As a Foreign Citizen Living in Switzerland, Can I own a Property?
It is well known that Switzerland has strict regulations on foreign citizens purchasing homes. The 1983 Swiss Federal Act on Acquisition of Real Estate by Persons Abroad (commonly referred to as the Lex Koller) places hard restrictions on the acquisition of Swiss residential and other non-commercial real estate by non-Swiss persons. Whereas some countries allow fairly unrestricted purchasing of properties by non-nationals, Switzerland imposes limits on the number, location, use, and even type of property that can be acquired, and the visa types which must be held to do so.
Taking a wider view of the Swiss property market, Switzerland has one of the lowest homeownership rates, at around 40%. This varies across the country, with rates of ownership as low as 16%% in Basel City, and 18% in Geneva. Most Swiss citizens choose to rent rather than buy, which is markedly different from countries such as the UK, where purchasing is the norm. That said, many prospective purchasers in the UK and other countries with high property price inflation, are now finding themselves priced out of the market.
In this article, we will explain the rules which apply to foreign nationals when it comes to purchasing property, whether as an investment or home to live in permanently.

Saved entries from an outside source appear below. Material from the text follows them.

Issue #77, opened 2026-03-05
Base toolchain fails to build with GCC 15.2.1


sinuscosinustan:
## Issue description

Arch Linux provides GCC `15.2.1 (20260204)` which is being used by `bitbake` to build the base toolchain.  
Due to re-declarations by GCC 15 for certain macros like `memchr`, the toolchain fails to build `m4-native` and other packages:

`m4-native`
```
| In file included from /usr/include/features.h:540,
|                  from /usr/include/errno.h:25,
|                  from ../../m4-1.4.20/lib/closeout.c:23:
| ./string.h:777:20: error: expected identifier or '(' before '_Generic'
|   777 | _GL_EXTERN_C void *memchr (const void *__s, int __c, size_t __n)
|       |                    ^~~~~~
| In file included from /usr/include/features.h:540,
|                  from /usr/include/bits/libc-header-start.h:33,
|                  from /usr/include/stdio.h:28,
|                  from ./stdio.h:55,
|                  from ../../m4-1.4.20/lib/clean-temp.h:26,
|                  from ../../m4-1.4.20/lib/clean-temp.c:22:
| ./stdlib.h:827:20: error: expected identifier or '(' before '_Generic'
|   827 | _GL_EXTERN_C void *bsearch (const void *__key,
|       |                    ^~~~~~~
| ./string.h:777:20: error: expected identifier or '(' before '_Generic'
|   777 | _GL_EXTERN_C void *memchr (const void *__s, int __c, size_t __n)
|       |                    ^~~~~~
| ./string.h:777:20: error: expected identifier or '(' before '_Generic'
|   777 | _GL_EXTERN_C void *memchr (const void *__s, int __c, size_t __n)
|       |                    ^~~~~~
| ./stdlib.h:827:20: error: expected identifier or '(' before '_Generic'
|   827 | _GL_EXTERN_C void *bsearch (const void *__key,
|       |                    ^~~~~~~
| ./stdlib.h:827:20: error: expected identifier or '(' before '_Generic'
|   827 | _GL_EXTERN_C void *bsearch (const void *__key,
|       |                    ^~~~~~~
| make[3]: *** [Makefile:4482: libm4_a-chdir-long.o] Error 1
| make[3]: *** [Makefile:4454: libm4_a-canonicalize.o] Error 1
| make[3]: *** [Makefile:4594: libm4_a-closeout.o] Error 1
| make[3]: *** [Makefile:4580: libm4_a-closein.o] Error 1
[...]

PR #78, opened 2026-03-06
doc: introduce bug template and update feature template

mynetz:
This adds a new bug template following the example from canopybmc/canopybmc#77.

Also the title of the feature template has been updated.


.github/ISSUE_TEMPLATE/bug_report.md
```diff
@@ -0,0 +1,36 @@
...
+about: Create a report to help us improve
+title: ''
+labels: bug
+assignees: ''
+
+---
+
+# Issue Summary
+
+Descriptive summary of the feature
```
sinuscosinustan: I'd suggest to make this as a Markdown comment (and all the other ones)

```suggestion
<!-- Descriptive summary of the feature -->
```

.github/ISSUE_TEMPLATE/bug_report.md
```diff
@@ -0,0 +1,36 @@
...
+## Build environment
+
+```
+[Host: <name>]
+OS:
+	<cat /etc/os-release (if available)>
+		_OR_
+	<Ubuntu x.y|Fedora x|Arch>
+Python: <version>
+GCC: <version>
```
sinuscosinustan, line 35: It _may_ also make sense to add the build target (which I completely forgot because we only have one at this time).


```suggestion
GCC: <version>
Selected build target: <target>
```

.github/ISSUE_TEMPLATE/bug_report.md
mynetz: Done in commit b3725920e05a2934674f70f737a2c25bc548e2a2

sinuscosinustan (approved):
LGTM. Thanks for implementing this!

PR #90, opened 2026-03-11
meta-hpe: add thermal zone configurations

### LINKED ISSUE #57: HPE Proliant Gen 11: Fine tune Thermal Zones
# Summary

#52 introduces thermal control for the HPE Proliant Series - we need to fine-tune the configurations and do testing around it.

sinuscosinustan:


meta-canopy/meta-hpe/meta-common/recipes-phosphor/configuration/entity-manager/dl320g11_baseboard.json
```diff
@@ -134,7 +134,7 @@
             "Name": "Fan 1-7",
             "NegativeHysteresis": 0,
             "OutLimitMax": 100,
-            "OutLimitMin": 30,
+            "OutLimitMin": 0,
```
walterchris: Do we really want to allow this? Or should we use a lower limit of 10 or so?

walterchris: This also accounts for the zones - I think it would be safe to set a minimum output level that is not zero - just in case?

sinuscosinustan: Leftover from debugging :see_no_evil: Thanks! Will set it to 10% minimum.

walterchris (approved):

PR #105, opened 2026-03-18
Hpe/feat/qemu

walterchris:
This PR is introducing two things:
1. It adds a canopy-qemu target which uses the ast2600 as a baseline and picks the meta-canopy layer on top
2. It moves some of the tests in main from the qemu target in order to reduce the load on the HW


walterchris:
All checks  now pass - @sinuscosinustan - ready for review :)

sylv-io (approved):
lgtm

meta-canopy/conf/templates/default/bblayers.conf.sample
```diff
@@ -0,0 +1,18 @@
...
+
+BBPATH = "${TOPDIR}"
+BBFILES ?= ""
+
+BBLAYERS ?= " \
+  ##OEROOT##/meta-canopy \
+  ##OEROOT##/openbmc/meta \
+  ##OEROOT##/openbmc/meta-openembedded/meta-oe \
+  ##OEROOT##/openbmc/meta-openembedded/meta-networking \
+  ##OEROOT##/openbmc/meta-openembedded/meta-perl \
```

Who can buy a property in Switzerland?
Property purchases in Switzerland are subject to the Lex Koller legislation in the following circumstances:
- If the purchaser is classed a ‘person abroad’
- If the property qualifies both with regard to its use and type
According to the Lex Koller, a ‘person abroad’ (i.e. to whom limits on purchasing in Switzerland applies) includes:
- A person who is resident or domiciled abroad
- A person who is living as a temporary resident in Switzerland and are neither nationals of an EU/EFTA member states nor holders of a valid permanent residence C permit (i.e. a settlement permit).
As such, non-resident foreigners and holders of other permit types such as a resident B permit or short-term L permit will be subject to specific restrictions and may need to request permission to purchase the property. Where restrictions do apply, the criteria which are taken into consideration when deciding whether to grant permission to allow a purchase can vary from canton to canton. Applications must be made to the relevant Cantonal office.
Which regions allow foreign property purchases?
The rules on purchasing property under Lex Koller differs from region to region. In general, the most southerly cantons of Vaud, Valais, Fribourg, Bern, Neuchâtel, Ticino and Graubünden, are more open to foreign buyers. The most northerly cantons of Basel, Aargau, Zurich, Thurgau, and Jura tend to be the most restrictive.
On which property types are there restrictions on purchasing?
Under Lex Koller, ‘persons abroad’ have to obtain a permit to purchase the non-commercial property (e.g. residential property), but not for commercial real estate for business activity.
In terms of residential property, it may be possible for citizens living in Switzerland who are from non-EU or EFTA countries and do not hold a C permit (i.e. a B permit holder) to buy a one-family house or flat (or piece of land to which to build a single dwelling in which they will live) in their place of residence without having to obtain authorisation.
In general, if you are classed as a person abroad, you will need permission to purchase a second home or holiday home. EU/EFTA nationals who commute to Switzerland for work (G permit holders), can purchase a second home in the canton in which they work without needing to request permission.
The purchasing of holiday homes is strictly controlled in Switzerland. Such transactions are typically only allowed in areas which are designated as Swiss holiday resorts, and will typically have strict caps on the number of properties that can be purchased. As a way of controlling the use of holiday homes, such properties can only be leased on a periodic basis, and not annually – hence preventing the misuse of holiday homes as normal long term rental properties.
Purchasing in Swiss ski resorts is restricted by area. In the canton of Bern, no more than half of all apartments in a single building can be sold to foreigners, and there are further specific restrictions in each resort – e.g. in Wengen, foreigners can only purchase apartments and cannot purchase detached chalets. Other areas such as the very popular resort of Zermatt do not allow foreign property buyers. As such, if you are considering purchasing a ski apartment or chalet in any Swiss resort, it is essential that you check the cantonal and resort restrictions that apply before proceeding with a purchase. Property size restrictions also tend to apply.
While there are some restrictions on foreign property buyers, it is possible to purchase if you meet the criteria for your area of interest. In some cases, if you are unable to proceed in your preferred location, you may be able to gain permission in an adjoining canton. As such, some flexibility may be needed to achieve your dream of owning in Switzerland.
If you are considering purchasing a property in Switzerland, it will be essential to do your homework first. If you are considering purchasing, a house, flat, or piece of land, it is first advisable to contact the land registry office or inspectorate in the canton in which you are planning to purchase. They will be able to confirm whether you meet all of the necessary requirements or if you should obtain a permit before proceeding. In some cases, you will not need to apply for permission, saving you considerable time and cost. We wish you the very best with your property purchase in Switzerland.